PR #2234, opened 2025-03-14
LCFS-2226 Export fuel schedule rci

areyeslo:
- Not cleaning correctly the fuel code for Fuel exports
- Migration to remove fuel code in existing records having  Default Carbon Intensity


AlexZorkin (changes requested):
I appreciate the backup table but I don't think we need it in this case. Depending on how many records have this issue it's probably best to just update this manually so we can avoid having a backup table persisting forever in our prod db. How many records did you find with this issue?

areyeslo:
Not many records, I am removing the creation of the backup table. 
Thinking we can avoid having data lost in migrations through creating a backup table that can be deleted once the change is confirmed in Production.

AlexZorkin (approved):
Looks good 👍

PR #2236, opened 2025-03-17
LCFS-2169: Metabase - Renewable fuel requirement queries/dashboards

areyeslo:
This update introduces latitude and longitude for fuel codes associated with fuel production facilities.
In Metabase, Where is this fuel coming from? (will need to use fuel code production facility information)

Added a location table to store unique records for production facilities.
Ensured unique entries to prevent duplicate location data.
Allow fuel production facility locations to be visualized on Metabase maps.

### DIFF
--- a/etl/geocode_locations.sh
+++ b/etl/geocode_locations.sh
@@ -1,0 +1,136 @@
+#!/bin/bash
+set -e
+
+# Usage:
+#   For local: ./geocode_locations.sh local <local_container>
+#   For remote (dev, test, prod): ./geocode_locations.sh <environment>
+#       where <environment> is one of 'dev', 'test', or 'prod'
+
+if [ "$#" -lt 1 ]; then
+    echo "Usage:"
+    echo "  For local: $0 local <local_container>"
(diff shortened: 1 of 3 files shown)


AlexZorkin (commented):
This is a very useful script! Are we assuming that location will become a table in our database?

areyeslo:
Yes, it is the creation of Location table. This script will take the city, state/province, country from fuel_code and provide latitute and longitude for better visualization in Metabase. Instead of connecting to openstreetmap, we would have a Location table storing use unique locations with its latitude and longitude and only if the place is new then we send a request to retrieve latitude and longitude from openstreetmap. We can apply this to other parts of the code to avoid connecting to openstreetmap looking for the same coordinates.

etl/geocode_locations.sh
```diff
@@ -0,0 +1,136 @@
+#!/bin/bash
+set -e
```
prv-proton, line 2: how frequently are we planning to run this script?

areyeslo: If a new location is created in fuel_code table.

AlexZorkin (approved):
Thank you for the table. We will create followup tickets to create a geo code service for locations.

PR #2241, opened 2025-03-17
Fix: Transfer Available Balance - 2227

AlexZorkin:
- updated in reserve balance queries to sum negative transactions only
- updated transfer view logic around available balance
- tests


prv-proton (approved):
Looks good 👍

PR #2243, opened 2025-03-17
LCFS-2219: PROD Page not loading for viewing a rescinded transaction

areyeslo:
When retriving an individual transaction check if it was `Submitted` before being `Rescinded`

### DIFF
--- a/backend/lcfs/web/api/transfer/services.py
+++ b/backend/lcfs/web/api/transfer/services.py
@@ -99,8 +99,16 @@ class TransferServices:
             in [
                 TransferStatusEnum.Draft,
                 TransferStatusEnum.Sent,
-                TransferStatusEnum.Rescinded,
             ]
+            or
+            (
+                transfer.current_status.status == TransferStatusEnum.Rescinded and
+                not any(
+                    history.transfer_status.status == TransferStatusEnum.Submitted
+                    and history.create_date < transfer.update_date
+                    for history in transfer.transfer_history
+                )
+            )
         ):
             raise DataNotFoundException(f"Transfer with ID {transfer_id} not found")
 


backend/lcfs/web/api/transfer/services.py
```diff
@@ -99,8 +99,16 @@ async def get_transfer(self, transfer_id: int) -> TransferSchema:
             in [
                 TransferStatusEnum.Draft,
                 TransferStatusEnum.Sent,
-                TransferStatusEnum.Rescinded,
             ]
+            or
```
AlexZorkin, line 103: What was the actual issue with the page not loading here? I'm not sure I follow what this query change is supposed to do.

AlexZorkin (changes requested):
just one question to address.

backend/lcfs/web/api/transfer/services.py
areyeslo: In the current code, when accessing a transfer with GET request to the endpoint pi/transfers/:id we throw `404` if the transfer is under the status `Draft`, `Sent` and `Rescinded`. The IDIR users are not able to access Transfers under `Rescinded` even though they appear in the list of transfers.

When loading /transactions page for IDIR users and calling POST request to endpoint api/transactions/, we have a logic in place that we are showing `Rescinded` transactions as long as they were `Sent` to the Government. Otherwise, we do not show `Rescinded` transactions. The issue is when the IDIR user wants to see these `Rescinded` transactions individually, we are sending `404`  because we do not have the logic.

Here we have two options to consider:
- Just remove `Rescinded` transfers from the filter  and then when the IDIR user selects the `Rescinded` transfer from the AG Grid, the invidual transfer will be displayed.
- Add the logic included in the AG Grid, to check if the transfer has been `Sent` before being `Rescinded`. If this is the case display the transfer instead of throwing `404`.

If we decide to just remove `Rescinded`, the IDIR user can access through manually modifying the URL to access individual `Rescinded` transfers that were not `Sent`. The second option provides protection for this case. The normal flow is that the IDIR user selects from the available transfers from the AG Grid and clicks the record to access individually, but the implementation in this PR is thought to offer this protection.

AlexZorkin (approved):
👍

PR #2250, opened 2025-03-18
fix: Switch all exports to use XLSX

dhaselhan:
* Most recent file format and it fixes the issues


backend/lcfs/tests/test_users.py
```diff
@@ -19,10 +19,14 @@ async def test_export_success(
     response = await client.get(url)
 
     assert response.status_code == status.HTTP_200_OK
-    assert response.headers["Content-Type"] == "application/vnd.ms-excel"
+    print(response.headers["Content-Type"])
```
AlexZorkin, line 22: remove print

AlexZorkin (approved):
just one print statement to remove 👍

Issue #2251, opened 2025-03-18
LCFS - BUG - Export fuel schedule is not updating the RCI


airinggov:
**Describe the Bug:**  
The Export fuel schedule is not updating the RCI between selecting the Default CI or a fuel code. 

**Expected Behaviour:**  
- When selecting a Fuel Code, the Export fuel schedule should update the RCI based on the selected fuel code.  
- The behavior should be consistent with the Fuel Supply schedule which works properly  
- The RCI should correctly reflect the value assigned to the selected fuel code.  

**Actual Behaviour:**  
- Switching between Default and Fuel Code does not update the RCI in the Export Fuel Schedule.  
- The RCI remains unchanged even when a different fuel code is selected.  
- The Fuel Supply Schedule does not have this issue, implying an inconsistency between the two schedules.  

**Implications:**  
- Incorrect carbon intensity values will lead to compliance miscalculations.  

**Steps To Reproduce:**  
1. Navigate to the Export Fuel Schedule.  
2. Select **Alternative Jet Fuel** as the fuel type.  
3. Toggle between **Default** and **Fuel Code** options.  
4. Observe that the RCI value remains unchanged.  
5. Compare with the Fuel Supply Schedule, where the RCI updates correctly.  

**Notes:**  
- Ensure the RCI updates dynamically when selecting a fuel code.  
- Verify consistency between Export Fuel Schedule and Fuel Supply Schedule.  
- Test this fix across all fuel types that have RCI dependencies.

PR #2252, opened 2025-03-18
fix: Rely on backend

dhaselhan:
* Don't try and use complex front end logic, rely on backend value to be correct

Fixes: #2251


AlexZorkin (changes requested):
Looks good but please point this directly to our release branch.

AlexZorkin (approved):
👍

What to do => All the lines that hold the word "individually" must appear in the answer, copied from the records.

Answer section =>
When loading /transactions page for IDIR users and calling POST request to endpoint api/transactions/, we have a logic in place that we are showing `Rescinded` transactions as long as they were `Sent` to the Government. Otherwise, we do not show `Rescinded` transactions. The issue is when the IDIR user wants to see these `Rescinded` transactions individually, we are sending `404`  because we do not have the logic.
If we decide to just remove `Rescinded`, the IDIR user can access through manually modifying the URL to access individual `Rescinded` transfers that were not `Sent`. The second option provides protection for this case. The normal flow is that the IDIR user selects from the available transfers from the AG Grid and clicks the record to access individually, but the implementation in this PR is thought to offer this protection.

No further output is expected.